▸ **ABOUT THIS EXERCISE**
Transcribe every record exactly, omitting none.

▸ **SOURCE MATERIAL**
PR #4336, opened 2018-03-28
Adding migration path for azure worker role documentation

miker1423:


xiazen:
Thanks so much for the contribution ! @miker1423 really appreciate it .

PR #4290, opened 2018-03-23
Second pass at options overrides

jason-bragg:
- Added registration functions that use named options and register the options for logging
- Updated named components that use cluster options to support the overrides.

Unclear what to do about unnamed components that use cluster options.  At this time they are not being overridden.  Maybe we can use the component name, or abstraction name?  (IReminderTable?, for instance).  What to do with unnamed components is for discussion and planning possible additional pass, should not block this PR.

PR #4339, opened 2018-03-28
Update change log for final 2.0.0

sergeybykov:


xiazen:
is this the final one or just an intermedia step ?

sergeybykov:
Final.

changelog.md
```diff
@@ -7,6 +7,49 @@ All notable end-user facing changes are documented in this file.
 *Here are all the changes in `master` branch, and will be moved to the appropriate release once they are included in a published nuget package.
 The idea is to track end-user facing changes as they occur.*
 
+### [2.0.0] (changes since 2.0.0-rc2)
+
+- Major changes
+  - All included providers obtain ServiceId and ClusterId from the global ClusterOptions and do not have those properties on their own options classes (#4235, #4277, 4290)
+  - Use string for ServiceId instead of Guid (#4262)
```
xiazen: we should add a documentation page stating that now all partitionkey in persistence mechanism all use ServiceId now, instead of some use DeploymentId, some use ServiceId some use both. And link that doc here.

xiazen: I'm afraid the subtle change would mess up user's application in a way which is  hard to detect. If we don't state it here, it is hard for them to find out,

sergeybykov: It's too late to be afraid. :-)
I don't think this specific change is actually a big deal. A Guid is trivial to convert to a string.

The potential problem is if somebody used cluster ID instead of service ID for service state. And that's what #4235, #4277, and #4290 are more directly are related to. I don't think release notes is a good place to document that.

xiazen: I'm not saying this "Use string for ServiceId instead of Guid". The change I'm talking about is the unifying all partition key to use service Id , instead of deployment id, which I have no where to comment on. But I do brought up this concern many times and I think it deserve its own migration page..

xiazen: release note doesn't have space to document that, but I think it is important to call it out in the release note and link the doc page besides. Since release not is the first doc user is going to read when migrating.  Otherwise how do you suppose the user will discover this?

sergeybykov: I'm not sure about its own migration page, maybe, but we should explain in the configuration page for sure.

xiazen: offline discussion decided to add a paragraph to explain this nuance and how to migrate off it and link the doc in release note. But we can merge this one since we can add that link to release note directly. not necessarily in the change log.

PR #212, opened 2016-09-23
New beta

jsbain:


jsbain:
This corrects issues with the new beta -- subprocess is missing Popen and call (apparently dulwich was calling those, which is surprising) Pythonapi location changed, and outputcapture befame pykit_io.

PR #216, opened 2016-10-31
Ability to pass command using an URL; small changes

bennr01:
This pull-requests contains three small changes:
- **Run a StaSh command when clicking an URL (using the pythonista URL-scheme):** `launch_stash.py` now accepts a command as optional argument, which will then be run instead of the `totd`-command when StaSh is started. This allows the use of StaSh as an utility for easily sharing code, support other users or run installs. I have created a small [script](https://gist.github.com/bennr01/789c0a6e27a0a458f615dc4464c93030) which helps to encode a StaSh command into a URL. Also, the StaSh-class now accepts `command` as an optional argument. If command is None, the default command (`totd`)will be run on startup. If command is False, no command will be run on startup (This does not show the prompt when StaSh is started because `script_will_end` will not be called, but is required if you want to use `_stash(cmd)` after initialization.). If command is a string, it will be interpreted as a command. Example: [pythonista3://launch_stash.py?action=run&args=%22selfupdate%20-f%20bennr01%3Arestructure%22]() installs `pytest` from pypi. I am a bit worried someone might use this in combination with the `rm -r $HOME2` command and disguises the link, but hopefully no one does this.
- **optimized `ls.py`:** like discussed in #213, `ls.py` now checks wether the path it should list is a mounted path. If it is, it will only check the file-extensions to determine the filetype, otherwise it behaves normally.
- **moved `mount_ctrl.py`:** I think it makes sense to move this file from `$STASH_ROOT/lib/mlpatches/` (The path where the monkeypatches are saved) to `$STASH_ROOT/lib/stashutils/`(The path where the mounting system except the monkeypatches are saved).


bennr01:
@ywangd Sorry for being a bit impatient, but i have two questions:
1. Should i change some commits or is there any reason this pull-request has not yet been merged? If there is anything wrong with it, just say it and i will change it (I think the most likely reason is that you are/were busy and just did not see this pull-request, which is why i am writing this message).
2. About the reorganization of the code you mentioned in #213: Are there any new plans? I would like to add a directory for extensions in the documents-folder, which could then be used for command installed by scripts using `pip`, easily adding custom monkeypatches and for adding FSIs (the abstract interface the `mc`, `mount` and `umount` command use). Are you ok with this?
Thanks

ywangd:
Somehow I thought I have merged this pull request. But apparently I didn't. Sorry for the unnecessary delayed action. 

I haven't got any new plans for the code yet. Honestly I haven't been working on it for a while now due to lack of time. If you are still interested in improving it, I could add you as a collaborator of this project so that you have full control of this repository. Is this something you would be interested in? @jsbain Are you OK with being a collaborator as well?

bennr01:
@ywangd dont worry about it. Everyone forgets something from time to time.
Thanks for inviting me to become a collaborator. I am interested in becomming a collaborator, but i do not think it would be necessary. As long as you accept (or deny) my pull-requests every now and then. But thanks for the offer and the answer.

▸ **FINISHED EXERCISE**
PR #4336, opened 2018-03-28
Adding migration path for azure worker role documentation

miker1423:


xiazen:
Thanks so much for the contribution ! @miker1423 really appreciate it .

PR #4290, opened 2018-03-23
Second pass at options overrides

jason-bragg:
- Added registration functions that use named options and register the options for logging
- Updated named components that use cluster options to support the overrides.

Unclear what to do about unnamed components that use cluster options.  At this time they are not being overridden.  Maybe we can use the component name, or abstraction name?  (IReminderTable?, for instance).  What to do with unnamed components is for discussion and planning possible additional pass, should not block this PR.

PR #4339, opened 2018-03-28
Update change log for final 2.0.0

sergeybykov:


xiazen:
is this the final one or just an intermedia step ?

sergeybykov:
Final.

changelog.md
```diff
@@ -7,6 +7,49 @@ All notable end-user facing changes are documented in this file.
 *Here are all the changes in `master` branch, and will be moved to the appropriate release once they are included in a published nuget package.
 The idea is to track end-user facing changes as they occur.*
 
+### [2.0.0] (changes since 2.0.0-rc2)
+
+- Major changes
+  - All included providers obtain ServiceId and ClusterId from the global ClusterOptions and do not have those properties on their own options classes (#4235, #4277, 4290)
+  - Use string for ServiceId instead of Guid (#4262)
```
xiazen: we should add a documentation page stating that now all partitionkey in persistence mechanism all use ServiceId now, instead of some use DeploymentId, some use ServiceId some use both. And link that doc here.

xiazen: I'm afraid the subtle change would mess up user's application in a way which is  hard to detect. If we don't state it here, it is hard for them to find out,

sergeybykov: It's too late to be afraid. :-)
I don't think this specific change is actually a big deal. A Guid is trivial to convert to a string.

The potential problem is if somebody used cluster ID instead of service ID for service state. And that's what #4235, #4277, and #4290 are more directly are related to. I don't think release notes is a good place to document that.

xiazen: I'm not saying this "Use string for ServiceId instead of Guid". The change I'm talking about is the unifying all partition key to use service Id , instead of deployment id, which I have no where to comment on. But I do brought up this concern many times and I think it deserve its own migration page..

xiazen: release note doesn't have space to document that, but I think it is important to call it out in the release note and link the doc page besides. Since release not is the first doc user is going to read when migrating.  Otherwise how do you suppose the user will discover this?

sergeybykov: I'm not sure about its own migration page, maybe, but we should explain in the configuration page for sure.

xiazen: offline discussion decided to add a paragraph to explain this nuance and how to migrate off it and link the doc in release note. But we can merge this one since we can add that link to release note directly. not necessarily in the change log.

PR #212, opened 2016-09-23
New beta

jsbain:


jsbain:
This corrects issues with the new beta -- subprocess is missing Popen and call (apparently dulwich was calling those, which is surprising) Pythonapi location changed, and outputcapture befame pykit_io.

PR #216, opened 2016-10-31
Ability to pass command using an URL; small changes

bennr01:
This pull-requests contains three small changes:
- **Run a StaSh command when clicking an URL (using the pythonista URL-scheme):** `launch_stash.py` now accepts a command as optional argument, which will then be run instead of the `totd`-command when StaSh is started. This allows the use of StaSh as an utility for easily sharing code, support other users or run installs. I have created a small [script](https://gist.github.com/bennr01/789c0a6e27a0a458f615dc4464c93030) which helps to encode a StaSh command into a URL. Also, the StaSh-class now accepts `command` as an optional argument. If command is None, the default command (`totd`)will be run on startup. If command is False, no command will be run on startup (This does not show the prompt when StaSh is started because `script_will_end` will not be called, but is required if you want to use `_stash(cmd)` after initialization.). If command is a string, it will be interpreted as a command. Example: [pythonista3://launch_stash.py?action=run&args=%22selfupdate%20-f%20bennr01%3Arestructure%22]() installs `pytest` from pypi. I am a bit worried someone might use this in combination with the `rm -r $HOME2` command and disguises the link, but hopefully no one does this.
- **optimized `ls.py`:** like discussed in #213, `ls.py` now checks wether the path it should list is a mounted path. If it is, it will only check the file-extensions to determine the filetype, otherwise it behaves normally.
- **moved `mount_ctrl.py`:** I think it makes sense to move this file from `$STASH_ROOT/lib/mlpatches/` (The path where the monkeypatches are saved) to `$STASH_ROOT/lib/stashutils/`(The path where the mounting system except the monkeypatches are saved).


bennr01:
@ywangd Sorry for being a bit impatient, but i have two questions:
1. Should i change some commits or is there any reason this pull-request has not yet been merged? If there is anything wrong with it, just say it and i will change it (I think the most likely reason is that you are/were busy and just did not see this pull-request, which is why i am writing this message).
2. About the reorganization of the code you mentioned in #213: Are there any new plans? I would like to add a directory for extensions in the documents-folder, which could then be used for command installed by scripts using `pip`, easily adding custom monkeypatches and for adding FSIs (the abstract interface the `mc`, `mount` and `umount` command use). Are you ok with this?
Thanks

ywangd:
Somehow I thought I have merged this pull request. But apparently I didn't. Sorry for the unnecessary delayed action. 

I haven't got any new plans for the code yet. Honestly I haven't been working on it for a while now due to lack of time. If you are still interested in improving it, I could add you as a collaborator of this project so that you have full control of this repository. Is this something you would be interested in? @jsbain Are you OK with being a collaborator as well?

bennr01:
@ywangd dont worry about it. Everyone forgets something from time to time.
Thanks for inviting me to become a collaborator. I am interested in becomming a collaborator, but i do not think it would be necessary. As long as you accept (or deny) my pull-requests every now and then. But thanks for the offer and the answer.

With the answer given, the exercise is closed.